Exercise brief:
Lines of the listing that contain "opened" need to be copied.
++++
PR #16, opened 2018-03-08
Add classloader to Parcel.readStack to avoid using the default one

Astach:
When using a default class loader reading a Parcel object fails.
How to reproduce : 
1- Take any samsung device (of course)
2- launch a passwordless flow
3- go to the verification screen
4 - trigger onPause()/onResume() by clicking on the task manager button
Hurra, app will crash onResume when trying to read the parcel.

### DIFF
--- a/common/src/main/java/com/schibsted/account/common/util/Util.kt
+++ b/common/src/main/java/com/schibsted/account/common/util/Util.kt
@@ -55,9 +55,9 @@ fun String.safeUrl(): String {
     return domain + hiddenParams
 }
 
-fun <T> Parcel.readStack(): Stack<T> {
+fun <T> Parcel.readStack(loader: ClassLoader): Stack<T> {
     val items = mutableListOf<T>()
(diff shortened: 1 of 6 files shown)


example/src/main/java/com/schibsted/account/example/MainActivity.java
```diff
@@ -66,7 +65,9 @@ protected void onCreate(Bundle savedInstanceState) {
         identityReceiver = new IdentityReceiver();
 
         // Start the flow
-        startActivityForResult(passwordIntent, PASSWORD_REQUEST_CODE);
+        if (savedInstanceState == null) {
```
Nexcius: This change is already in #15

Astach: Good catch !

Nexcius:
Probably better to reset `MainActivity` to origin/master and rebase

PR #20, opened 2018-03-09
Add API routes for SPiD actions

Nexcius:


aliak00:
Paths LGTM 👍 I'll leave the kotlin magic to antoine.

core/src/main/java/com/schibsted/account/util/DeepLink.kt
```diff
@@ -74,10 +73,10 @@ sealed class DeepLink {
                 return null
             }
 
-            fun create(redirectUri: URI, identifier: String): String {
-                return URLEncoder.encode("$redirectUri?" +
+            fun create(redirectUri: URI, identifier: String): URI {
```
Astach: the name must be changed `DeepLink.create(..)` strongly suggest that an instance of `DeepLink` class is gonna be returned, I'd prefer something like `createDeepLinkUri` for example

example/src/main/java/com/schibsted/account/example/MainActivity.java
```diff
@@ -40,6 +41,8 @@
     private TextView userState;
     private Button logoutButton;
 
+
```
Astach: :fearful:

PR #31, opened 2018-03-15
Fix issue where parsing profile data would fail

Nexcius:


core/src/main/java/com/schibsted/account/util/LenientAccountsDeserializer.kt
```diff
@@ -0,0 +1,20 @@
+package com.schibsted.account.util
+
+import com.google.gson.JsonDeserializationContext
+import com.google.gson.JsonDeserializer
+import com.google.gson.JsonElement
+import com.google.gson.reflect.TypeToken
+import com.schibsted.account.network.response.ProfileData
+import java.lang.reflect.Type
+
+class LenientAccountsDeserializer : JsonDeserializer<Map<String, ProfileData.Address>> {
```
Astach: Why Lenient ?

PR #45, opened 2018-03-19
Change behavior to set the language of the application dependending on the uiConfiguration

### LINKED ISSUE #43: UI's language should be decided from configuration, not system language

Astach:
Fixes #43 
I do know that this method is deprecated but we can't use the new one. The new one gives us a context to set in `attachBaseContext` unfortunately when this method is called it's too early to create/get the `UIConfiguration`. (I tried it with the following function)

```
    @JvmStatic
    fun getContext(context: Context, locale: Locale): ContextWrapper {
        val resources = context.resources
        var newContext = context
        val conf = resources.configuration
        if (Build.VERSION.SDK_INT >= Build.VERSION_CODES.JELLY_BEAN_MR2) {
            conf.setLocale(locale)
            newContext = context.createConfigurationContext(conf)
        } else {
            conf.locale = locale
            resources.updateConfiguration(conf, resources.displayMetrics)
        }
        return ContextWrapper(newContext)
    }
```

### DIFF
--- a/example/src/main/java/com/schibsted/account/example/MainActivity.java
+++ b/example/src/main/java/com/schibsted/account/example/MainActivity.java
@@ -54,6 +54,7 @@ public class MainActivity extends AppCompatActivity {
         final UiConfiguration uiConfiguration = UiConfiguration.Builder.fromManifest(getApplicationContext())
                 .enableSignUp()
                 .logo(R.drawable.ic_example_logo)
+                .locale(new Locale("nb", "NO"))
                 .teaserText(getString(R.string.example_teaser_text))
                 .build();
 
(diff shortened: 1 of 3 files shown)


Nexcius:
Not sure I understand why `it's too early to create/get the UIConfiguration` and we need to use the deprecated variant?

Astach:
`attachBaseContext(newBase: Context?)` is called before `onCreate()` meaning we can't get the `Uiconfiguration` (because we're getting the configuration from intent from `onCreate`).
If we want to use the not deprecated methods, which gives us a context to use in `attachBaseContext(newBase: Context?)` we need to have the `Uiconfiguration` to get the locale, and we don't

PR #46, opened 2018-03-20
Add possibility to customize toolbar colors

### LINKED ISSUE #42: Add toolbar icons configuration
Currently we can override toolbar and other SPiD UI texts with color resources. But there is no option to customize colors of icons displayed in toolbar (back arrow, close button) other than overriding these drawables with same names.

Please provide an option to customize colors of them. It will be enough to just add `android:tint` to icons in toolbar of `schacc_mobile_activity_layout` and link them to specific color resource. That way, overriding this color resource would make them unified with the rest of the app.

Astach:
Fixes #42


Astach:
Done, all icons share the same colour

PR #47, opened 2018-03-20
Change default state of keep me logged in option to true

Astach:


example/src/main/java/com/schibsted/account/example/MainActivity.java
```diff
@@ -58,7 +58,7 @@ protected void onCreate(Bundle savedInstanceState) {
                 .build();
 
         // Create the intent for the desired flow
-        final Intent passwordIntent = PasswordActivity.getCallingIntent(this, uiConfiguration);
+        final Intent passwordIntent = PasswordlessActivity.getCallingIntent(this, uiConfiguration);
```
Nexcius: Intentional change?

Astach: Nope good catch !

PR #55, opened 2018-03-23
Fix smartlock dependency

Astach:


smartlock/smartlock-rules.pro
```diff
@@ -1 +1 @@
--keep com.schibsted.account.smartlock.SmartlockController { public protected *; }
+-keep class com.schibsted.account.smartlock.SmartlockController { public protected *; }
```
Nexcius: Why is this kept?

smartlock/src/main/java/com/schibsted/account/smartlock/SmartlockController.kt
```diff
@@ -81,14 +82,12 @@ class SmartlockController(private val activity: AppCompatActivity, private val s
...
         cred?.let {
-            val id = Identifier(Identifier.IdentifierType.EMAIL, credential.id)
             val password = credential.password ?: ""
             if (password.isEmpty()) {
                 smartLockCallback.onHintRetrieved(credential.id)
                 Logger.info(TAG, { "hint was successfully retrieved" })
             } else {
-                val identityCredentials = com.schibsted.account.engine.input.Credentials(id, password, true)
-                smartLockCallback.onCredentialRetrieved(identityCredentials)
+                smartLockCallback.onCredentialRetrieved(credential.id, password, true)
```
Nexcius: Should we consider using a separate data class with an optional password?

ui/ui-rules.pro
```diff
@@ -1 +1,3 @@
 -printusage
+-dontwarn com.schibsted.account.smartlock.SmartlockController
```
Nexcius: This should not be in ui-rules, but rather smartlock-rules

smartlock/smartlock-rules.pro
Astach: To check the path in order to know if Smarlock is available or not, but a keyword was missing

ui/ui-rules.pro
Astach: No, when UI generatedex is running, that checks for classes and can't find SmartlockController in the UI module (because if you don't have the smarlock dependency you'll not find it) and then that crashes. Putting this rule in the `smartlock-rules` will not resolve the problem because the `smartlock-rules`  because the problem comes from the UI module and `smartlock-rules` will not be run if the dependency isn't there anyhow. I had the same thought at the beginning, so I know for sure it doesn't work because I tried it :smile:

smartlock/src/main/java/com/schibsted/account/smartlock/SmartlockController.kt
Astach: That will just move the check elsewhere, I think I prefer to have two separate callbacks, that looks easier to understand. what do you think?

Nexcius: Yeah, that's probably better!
++++
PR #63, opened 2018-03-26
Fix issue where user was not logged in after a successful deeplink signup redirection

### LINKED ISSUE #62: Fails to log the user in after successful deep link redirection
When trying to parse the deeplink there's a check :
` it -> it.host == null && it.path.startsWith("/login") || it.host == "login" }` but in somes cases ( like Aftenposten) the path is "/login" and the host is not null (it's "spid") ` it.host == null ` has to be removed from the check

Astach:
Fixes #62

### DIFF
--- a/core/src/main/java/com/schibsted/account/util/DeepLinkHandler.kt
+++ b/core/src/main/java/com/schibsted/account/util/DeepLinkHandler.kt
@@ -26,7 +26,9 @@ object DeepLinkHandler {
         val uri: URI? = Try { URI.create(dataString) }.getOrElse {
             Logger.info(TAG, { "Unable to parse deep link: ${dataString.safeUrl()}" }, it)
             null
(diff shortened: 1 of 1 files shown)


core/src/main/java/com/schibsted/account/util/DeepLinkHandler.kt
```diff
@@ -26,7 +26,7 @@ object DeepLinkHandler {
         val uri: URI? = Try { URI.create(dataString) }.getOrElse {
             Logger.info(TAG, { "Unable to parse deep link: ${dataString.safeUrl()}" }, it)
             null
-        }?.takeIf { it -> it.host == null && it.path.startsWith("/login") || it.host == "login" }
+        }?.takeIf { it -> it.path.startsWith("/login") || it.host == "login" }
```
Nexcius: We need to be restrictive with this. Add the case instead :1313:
++++
Result of this task:
PR #16, opened 2018-03-08
PR #20, opened 2018-03-09
PR #31, opened 2018-03-15
PR #45, opened 2018-03-19
PR #46, opened 2018-03-20
PR #47, opened 2018-03-20
PR #55, opened 2018-03-23
PR #63, opened 2018-03-26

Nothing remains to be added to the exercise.